AtOmOdO

AtOmOdO is Andrew Collins' scratch server.

Fuzzy Link Bot

Navigate the connections between things that are mentioned near each other in music news.

Instructions

Use the search box to find your favorite musician or band and click them in the list of search hits. What you'll get is a network graph of them and all the things that are mentioned near them in music news articles. The circles are colored according to what they are (bands, people, albums, etc.) and are sized according to how many articles they appear in.

You can search for more things and see how they possibly connect to previous things or you can double click any item ('node' in graph lingo) to get more connected nodes. Clicking a node brings up a list of its connections and shows how many articles they appear together in. Click the 'xx articles' link to see a graph of their mentions over time and a list of articles.

About

FLB was written to illustrate some ideas about social network analysis. Every hour, a Groovy script scrapes a list of RSS feeds for various music news websites, downloads any new pages, cleans up and sends the text to the Open Calais entity extraction service.

FLB data flow

The results of the entity extraction are in the form of what the entity is (person, place, band, album) and where it was found in the text. This data is stored in a SQL database.

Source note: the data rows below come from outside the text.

PR #14272, opened 2022-03-30
Allow locally hosted RPC and Block Explorer Urls with `wallet_addEthereumChain`

MicaiahReid:
## Explanation
Currently, adding a chain using the `wallet_addEthereumChain` RPC method requires that the supplied chain has an array of RPC urls, with at least one of them being an HTTPS url. 

This is a problem because locally hosted resources are [considered secure](https://developer.mozilla.org/en-US/docs/Web/Security/Secure_Contexts#when_is_a_context_considered_secure), and users may want to programmatically add their own local chains (e.g. Ganache) to MetaMask.

This change instead requires that at least one of the urls is either HTTPS or locally hosted (`url.hostname === "localhost" || url.hostname === "127.0.0.1"`).

The same change is made for the block explorer urls.

## Manual testing steps

To test, run MetaMask and run `ganache --port 8544 --chain.chainId 1338`. Send the `wallet_addEthereumChain` RPC method to MetaMask with the payload:
```
{
    chainId: "0x53A",
    chainName: 'Ganache Test',
    nativeCurrency: { symbol: 'ETH', decimals: 18 },
    rpcUrls: [ 'http://127.0.0.1:8544' ],
    blockExplorerUrls: [ 'http://localhost:3000' ]
  }
```
Verify that the chain is successfully added to MetaMask.

### DIFF
--- a/app/scripts/lib/rpc-method-middleware/handlers/add-ethereum-chain.js
+++ b/app/scripts/lib/rpc-method-middleware/handlers/add-ethereum-chain.js
@@ -83,7 +83,9 @@ async function addEthereumChainHandler(
   };
 
   const firstValidRPCUrl = Array.isArray(rpcUrls)
-    ? rpcUrls.find((rpcUrl) => validUrl.isHttpsUri(rpcUrl))
+    ? rpcUrls.find(
+        (rpcUrl) => isLocalhost(rpcUrl) || validUrl.isHttpsUri(rpcUrl),
+      )
     : null;
 
   const firstValidBlockExplorerUrl =
--- a/app/scripts/lib/rpc-method-middleware/handlers/add-ethereum-chain.js
+++ b/app/scripts/lib/rpc-method-middleware/handlers/add-ethereum-chain.js
@@ -90,8 +90,10 @@ async function addEthereumChainHandler(
 
   const firstValidBlockExplorerUrl =
     blockExplorerUrls !== null && Array.isArray(blockExplorerUrls)
-      ? blockExplorerUrls.find((blockExplorerUrl) =>
-          validUrl.isHttpsUri(blockExplorerUrl),
+      ? blockExplorerUrls.find(
+          (blockExplorerUrl) =>
+            isLocalhost(blockExplorerUrl) ||
+            validUrl.isHttpsUri(blockExplorerUrl),
         )
       : null;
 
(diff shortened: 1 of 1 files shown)


MicaiahReid:

app/scripts/lib/rpc-method-middleware/handlers/add-ethereum-chain.js
```diff
@@ -76,14 +76,23 @@ async function addEthereumChainHandler(
     );
   }
 
+  const isLocalhost = (strUrl) => {
+    const url = new URL(strUrl);
+    return url.hostname === 'localhost' || url.hostname === '127.0.0.1';
```
darkwing, line 81: This PR looks good.  The only thing I'd mention is that `new URL` can throw an error if the input is a malformed URL, which is why we usually `try/catch` the `new URL` line.  Of course a malformed URL should never make it here, so maybe I'll see what others think.

brad-decker (changes requested):

app/scripts/lib/rpc-method-middleware/handlers/add-ethereum-chain.js
MicaiahReid: Done, thanks for the review!

brad-decker (dismissed):

brad-decker (dismissed):

Amphaal:
Many thanks for this PR @MicaiahReid ! Eager to use this patch ASAP 👍

darkwing (dismissed):

AS-Pando:
Just wanted to mention that this feature would really help me out. Right now I'm running a small hardhat instance for testing. I don't seem to have a problem adding my chain from the extension network page (`settings/networks/add-network`). As MicaiahReid mentioned, I'd rather add it programmatically because I'd like to allow the user to direct my d.app to whatever local chain they have installed.

MicaiahReid:
@danjm Is there anything else needed to merge this? Merging is still blocked for me, but it looks like I've had two approvals?

joani24:
> **Ação de Assinatura do CLA:** Todos os autores assinaram o CLA. Pode ser necessário reexecutar manualmente a verificação de PR de bloqueio se ela não passar em alguns minutos.

darkwing (dismissed):

adonesky1 (dismissed):
In general would ask for tests here, but doesn't seem we currently have any test suites for our RPC middleware methods...

LGTM

darkwing (approved):

adonesky1 (approved):

BelfordZ:
fixes #14416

There's a very simple J2EE application that takes requests from the FLB web app, queries the SQL database and sends back JSON formatted results.

The FLB web app uses the D3.js library to handle drawing the graph and dealing with input. It was first implemented as a Flash/Flare/Flex app which was a wonderful platform to write for but was pretty well killed off by the iPad not supporting Flash.

Cheap...

One of the goals for FLB was to show how much data could be handled on modest hardware. The backend is a single instance of MySQL running on a 3ghz/ 8gig desktop class machine with a 250gig 7500 rpm disk.

FLB has been indexing music news since early 2008 and as of 2014 has processed almost half a million articles with over sixteen million mentions of over a million entities.